Entries taken from a collection:
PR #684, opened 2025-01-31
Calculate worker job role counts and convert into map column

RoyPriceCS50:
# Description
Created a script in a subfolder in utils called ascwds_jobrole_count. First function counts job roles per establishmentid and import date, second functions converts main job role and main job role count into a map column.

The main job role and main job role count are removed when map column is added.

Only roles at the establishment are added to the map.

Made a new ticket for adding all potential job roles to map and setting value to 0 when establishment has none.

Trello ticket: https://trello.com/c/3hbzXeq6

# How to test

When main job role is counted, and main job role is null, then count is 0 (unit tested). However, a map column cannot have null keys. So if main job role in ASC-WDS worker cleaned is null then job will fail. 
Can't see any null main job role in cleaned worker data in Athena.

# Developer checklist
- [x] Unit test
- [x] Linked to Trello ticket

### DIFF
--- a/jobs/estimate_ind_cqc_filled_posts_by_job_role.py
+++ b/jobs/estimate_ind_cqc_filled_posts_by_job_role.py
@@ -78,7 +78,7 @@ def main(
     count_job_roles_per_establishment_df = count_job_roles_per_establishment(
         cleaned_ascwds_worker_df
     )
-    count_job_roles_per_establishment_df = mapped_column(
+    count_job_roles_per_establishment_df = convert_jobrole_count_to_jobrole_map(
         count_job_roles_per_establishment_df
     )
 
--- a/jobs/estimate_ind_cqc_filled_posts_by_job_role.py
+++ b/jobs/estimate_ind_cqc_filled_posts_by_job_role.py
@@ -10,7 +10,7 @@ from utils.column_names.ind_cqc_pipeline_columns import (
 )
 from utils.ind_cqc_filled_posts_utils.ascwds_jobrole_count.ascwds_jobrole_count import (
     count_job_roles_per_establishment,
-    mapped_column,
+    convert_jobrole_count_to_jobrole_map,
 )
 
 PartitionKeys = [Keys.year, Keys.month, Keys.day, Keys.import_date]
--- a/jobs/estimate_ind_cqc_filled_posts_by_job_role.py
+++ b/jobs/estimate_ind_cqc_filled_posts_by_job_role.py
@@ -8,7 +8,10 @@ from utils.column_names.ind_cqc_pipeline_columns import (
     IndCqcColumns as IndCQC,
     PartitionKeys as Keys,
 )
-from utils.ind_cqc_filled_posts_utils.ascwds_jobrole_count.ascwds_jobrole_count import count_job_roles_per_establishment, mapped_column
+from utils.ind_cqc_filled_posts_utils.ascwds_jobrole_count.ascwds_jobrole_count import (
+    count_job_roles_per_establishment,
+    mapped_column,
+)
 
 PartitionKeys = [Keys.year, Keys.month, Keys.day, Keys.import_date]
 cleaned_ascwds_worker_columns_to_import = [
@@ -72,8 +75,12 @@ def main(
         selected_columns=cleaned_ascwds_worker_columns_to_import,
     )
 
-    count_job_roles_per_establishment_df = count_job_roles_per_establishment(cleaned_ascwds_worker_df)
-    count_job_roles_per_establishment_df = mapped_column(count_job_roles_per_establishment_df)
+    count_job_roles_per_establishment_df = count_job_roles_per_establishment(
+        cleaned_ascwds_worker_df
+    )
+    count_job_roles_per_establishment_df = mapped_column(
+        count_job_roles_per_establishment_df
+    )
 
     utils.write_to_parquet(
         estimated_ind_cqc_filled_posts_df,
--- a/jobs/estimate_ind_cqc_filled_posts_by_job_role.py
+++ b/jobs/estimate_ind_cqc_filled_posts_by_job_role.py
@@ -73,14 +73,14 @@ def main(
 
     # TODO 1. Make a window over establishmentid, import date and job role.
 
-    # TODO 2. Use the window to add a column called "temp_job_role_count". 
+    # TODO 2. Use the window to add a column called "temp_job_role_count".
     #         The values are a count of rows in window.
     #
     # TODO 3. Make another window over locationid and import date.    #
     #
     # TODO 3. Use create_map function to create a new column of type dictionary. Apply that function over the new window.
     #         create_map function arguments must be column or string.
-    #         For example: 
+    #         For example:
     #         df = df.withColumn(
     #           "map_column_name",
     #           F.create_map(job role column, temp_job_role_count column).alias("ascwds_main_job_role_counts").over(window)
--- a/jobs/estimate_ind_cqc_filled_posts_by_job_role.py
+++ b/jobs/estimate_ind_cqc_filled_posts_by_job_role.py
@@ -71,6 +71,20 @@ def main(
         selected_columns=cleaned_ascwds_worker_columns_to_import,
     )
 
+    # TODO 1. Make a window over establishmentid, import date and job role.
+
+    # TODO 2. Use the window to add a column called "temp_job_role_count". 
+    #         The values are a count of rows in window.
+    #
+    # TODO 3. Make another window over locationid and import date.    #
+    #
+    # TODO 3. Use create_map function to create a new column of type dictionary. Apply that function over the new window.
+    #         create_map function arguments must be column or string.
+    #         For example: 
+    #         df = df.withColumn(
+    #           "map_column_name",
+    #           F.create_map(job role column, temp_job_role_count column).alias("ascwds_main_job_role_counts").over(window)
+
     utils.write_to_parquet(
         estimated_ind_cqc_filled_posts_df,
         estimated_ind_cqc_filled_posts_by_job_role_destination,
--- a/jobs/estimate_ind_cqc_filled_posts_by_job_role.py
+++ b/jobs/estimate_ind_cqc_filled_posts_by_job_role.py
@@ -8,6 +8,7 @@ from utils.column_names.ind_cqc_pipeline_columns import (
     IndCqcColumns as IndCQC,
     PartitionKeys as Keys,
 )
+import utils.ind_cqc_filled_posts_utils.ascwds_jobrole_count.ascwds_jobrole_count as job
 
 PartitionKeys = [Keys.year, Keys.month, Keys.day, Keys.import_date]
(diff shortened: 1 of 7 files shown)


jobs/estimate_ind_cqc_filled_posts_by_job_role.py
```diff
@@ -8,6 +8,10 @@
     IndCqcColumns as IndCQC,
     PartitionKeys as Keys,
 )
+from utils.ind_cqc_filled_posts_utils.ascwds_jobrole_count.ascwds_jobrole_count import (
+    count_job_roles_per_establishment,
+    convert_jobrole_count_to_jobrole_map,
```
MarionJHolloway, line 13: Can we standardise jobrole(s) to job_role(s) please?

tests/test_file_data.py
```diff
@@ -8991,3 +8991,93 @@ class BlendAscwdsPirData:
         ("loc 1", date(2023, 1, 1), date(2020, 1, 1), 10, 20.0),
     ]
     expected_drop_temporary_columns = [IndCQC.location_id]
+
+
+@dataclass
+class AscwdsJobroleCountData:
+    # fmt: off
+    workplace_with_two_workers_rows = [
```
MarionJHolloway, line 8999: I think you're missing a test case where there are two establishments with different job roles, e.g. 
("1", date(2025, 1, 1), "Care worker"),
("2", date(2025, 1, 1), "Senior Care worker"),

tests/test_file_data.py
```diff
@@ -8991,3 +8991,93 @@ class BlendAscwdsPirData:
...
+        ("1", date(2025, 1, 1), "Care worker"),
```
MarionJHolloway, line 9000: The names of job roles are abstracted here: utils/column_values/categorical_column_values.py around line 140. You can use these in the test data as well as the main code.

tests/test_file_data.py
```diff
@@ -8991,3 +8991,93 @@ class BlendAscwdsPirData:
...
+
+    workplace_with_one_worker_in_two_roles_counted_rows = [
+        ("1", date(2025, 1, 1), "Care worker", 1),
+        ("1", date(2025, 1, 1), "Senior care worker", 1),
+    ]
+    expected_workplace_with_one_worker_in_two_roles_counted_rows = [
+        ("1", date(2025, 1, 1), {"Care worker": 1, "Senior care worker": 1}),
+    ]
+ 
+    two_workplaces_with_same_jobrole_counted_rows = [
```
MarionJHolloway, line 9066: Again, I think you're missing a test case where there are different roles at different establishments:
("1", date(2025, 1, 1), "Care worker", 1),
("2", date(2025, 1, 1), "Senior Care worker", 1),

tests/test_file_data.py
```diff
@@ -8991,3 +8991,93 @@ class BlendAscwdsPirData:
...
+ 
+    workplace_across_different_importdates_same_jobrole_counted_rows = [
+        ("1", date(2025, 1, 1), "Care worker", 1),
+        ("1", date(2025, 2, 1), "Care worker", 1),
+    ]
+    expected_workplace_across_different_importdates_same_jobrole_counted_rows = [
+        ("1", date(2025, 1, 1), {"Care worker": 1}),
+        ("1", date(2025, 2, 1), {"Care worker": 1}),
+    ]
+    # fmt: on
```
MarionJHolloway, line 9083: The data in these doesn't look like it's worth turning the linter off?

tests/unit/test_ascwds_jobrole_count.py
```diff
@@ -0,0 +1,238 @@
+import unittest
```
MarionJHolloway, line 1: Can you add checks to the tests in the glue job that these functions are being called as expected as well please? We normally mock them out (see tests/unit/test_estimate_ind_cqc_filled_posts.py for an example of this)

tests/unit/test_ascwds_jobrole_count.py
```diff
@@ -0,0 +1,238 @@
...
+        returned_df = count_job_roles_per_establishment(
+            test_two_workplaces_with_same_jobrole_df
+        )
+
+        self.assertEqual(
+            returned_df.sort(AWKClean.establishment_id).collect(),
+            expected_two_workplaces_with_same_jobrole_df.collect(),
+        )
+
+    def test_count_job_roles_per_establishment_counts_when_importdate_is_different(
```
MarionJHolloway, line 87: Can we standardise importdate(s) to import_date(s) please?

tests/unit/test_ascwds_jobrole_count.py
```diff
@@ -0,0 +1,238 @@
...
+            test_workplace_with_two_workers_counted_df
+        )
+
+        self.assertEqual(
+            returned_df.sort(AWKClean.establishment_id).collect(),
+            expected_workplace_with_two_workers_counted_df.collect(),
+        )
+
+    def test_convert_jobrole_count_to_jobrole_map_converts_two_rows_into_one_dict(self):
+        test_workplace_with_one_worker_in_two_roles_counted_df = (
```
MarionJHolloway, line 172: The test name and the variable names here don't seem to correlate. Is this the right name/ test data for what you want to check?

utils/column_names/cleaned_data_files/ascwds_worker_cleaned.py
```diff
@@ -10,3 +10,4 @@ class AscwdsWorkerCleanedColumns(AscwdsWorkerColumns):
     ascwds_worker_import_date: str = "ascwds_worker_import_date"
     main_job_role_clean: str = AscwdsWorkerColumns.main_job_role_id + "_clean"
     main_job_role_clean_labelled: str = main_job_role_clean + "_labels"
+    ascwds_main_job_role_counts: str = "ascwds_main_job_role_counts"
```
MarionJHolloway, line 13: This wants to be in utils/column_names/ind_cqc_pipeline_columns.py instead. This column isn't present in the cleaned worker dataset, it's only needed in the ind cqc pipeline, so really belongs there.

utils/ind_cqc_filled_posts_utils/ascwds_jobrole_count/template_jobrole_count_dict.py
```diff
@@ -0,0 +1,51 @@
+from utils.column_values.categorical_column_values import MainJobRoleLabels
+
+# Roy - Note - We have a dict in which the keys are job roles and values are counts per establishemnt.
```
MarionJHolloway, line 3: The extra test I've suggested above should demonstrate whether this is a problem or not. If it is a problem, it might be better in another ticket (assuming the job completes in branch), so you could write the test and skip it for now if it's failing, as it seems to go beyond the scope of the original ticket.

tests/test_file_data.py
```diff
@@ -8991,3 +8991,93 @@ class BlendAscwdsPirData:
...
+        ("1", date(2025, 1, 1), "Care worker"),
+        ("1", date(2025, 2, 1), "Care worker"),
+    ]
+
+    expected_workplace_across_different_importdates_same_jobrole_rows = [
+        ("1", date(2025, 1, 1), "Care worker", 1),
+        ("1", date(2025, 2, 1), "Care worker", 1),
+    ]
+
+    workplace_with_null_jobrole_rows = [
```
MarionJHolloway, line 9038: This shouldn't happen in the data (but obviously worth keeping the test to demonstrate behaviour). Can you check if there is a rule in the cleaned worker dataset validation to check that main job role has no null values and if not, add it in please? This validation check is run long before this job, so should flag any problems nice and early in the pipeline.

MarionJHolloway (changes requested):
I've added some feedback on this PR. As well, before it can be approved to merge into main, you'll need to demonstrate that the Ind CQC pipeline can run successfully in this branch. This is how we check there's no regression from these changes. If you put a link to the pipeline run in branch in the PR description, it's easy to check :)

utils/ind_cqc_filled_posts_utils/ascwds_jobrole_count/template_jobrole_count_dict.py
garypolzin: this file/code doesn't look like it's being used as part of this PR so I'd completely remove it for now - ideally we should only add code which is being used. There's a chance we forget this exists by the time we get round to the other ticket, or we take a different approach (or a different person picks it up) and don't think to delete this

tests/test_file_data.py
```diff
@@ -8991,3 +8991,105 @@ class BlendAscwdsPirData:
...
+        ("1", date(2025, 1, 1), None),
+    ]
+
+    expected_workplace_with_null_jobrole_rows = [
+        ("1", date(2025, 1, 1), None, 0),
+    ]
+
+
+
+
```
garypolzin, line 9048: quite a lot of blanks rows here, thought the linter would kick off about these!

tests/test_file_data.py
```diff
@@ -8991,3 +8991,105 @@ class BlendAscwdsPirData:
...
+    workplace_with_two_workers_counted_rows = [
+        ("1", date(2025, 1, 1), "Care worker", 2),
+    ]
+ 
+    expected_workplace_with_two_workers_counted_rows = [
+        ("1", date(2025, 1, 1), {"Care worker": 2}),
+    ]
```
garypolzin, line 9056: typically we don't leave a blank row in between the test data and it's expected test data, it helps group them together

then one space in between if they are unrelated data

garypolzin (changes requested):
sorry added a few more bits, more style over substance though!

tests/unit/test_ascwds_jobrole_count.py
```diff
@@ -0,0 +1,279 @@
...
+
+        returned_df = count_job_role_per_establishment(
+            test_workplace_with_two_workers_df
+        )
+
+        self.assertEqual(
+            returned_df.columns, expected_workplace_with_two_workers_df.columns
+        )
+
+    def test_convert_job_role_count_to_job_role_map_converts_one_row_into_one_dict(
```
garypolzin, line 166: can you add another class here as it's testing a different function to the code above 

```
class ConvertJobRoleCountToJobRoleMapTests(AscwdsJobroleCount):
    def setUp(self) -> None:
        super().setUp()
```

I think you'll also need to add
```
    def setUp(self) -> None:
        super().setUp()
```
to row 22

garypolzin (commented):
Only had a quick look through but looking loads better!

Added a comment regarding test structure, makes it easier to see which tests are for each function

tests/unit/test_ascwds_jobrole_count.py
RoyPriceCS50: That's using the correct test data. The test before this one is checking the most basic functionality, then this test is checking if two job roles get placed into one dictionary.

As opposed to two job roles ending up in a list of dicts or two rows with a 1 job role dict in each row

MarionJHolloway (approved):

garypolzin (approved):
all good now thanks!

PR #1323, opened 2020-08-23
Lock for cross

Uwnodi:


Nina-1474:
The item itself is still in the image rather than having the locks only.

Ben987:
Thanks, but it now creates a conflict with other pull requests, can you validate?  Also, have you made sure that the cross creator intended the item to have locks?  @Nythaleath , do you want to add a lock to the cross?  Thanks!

■ What the task asks
The lines holding the word "Apply" are the answer. Find them in the entries and copy them.

■ Your solution
     # TODO 3. Use create_map function to create a new column of type dictionary. Apply that function over the new window.
+    # TODO 3. Use create_map function to create a new column of type dictionary. Apply that function over the new window.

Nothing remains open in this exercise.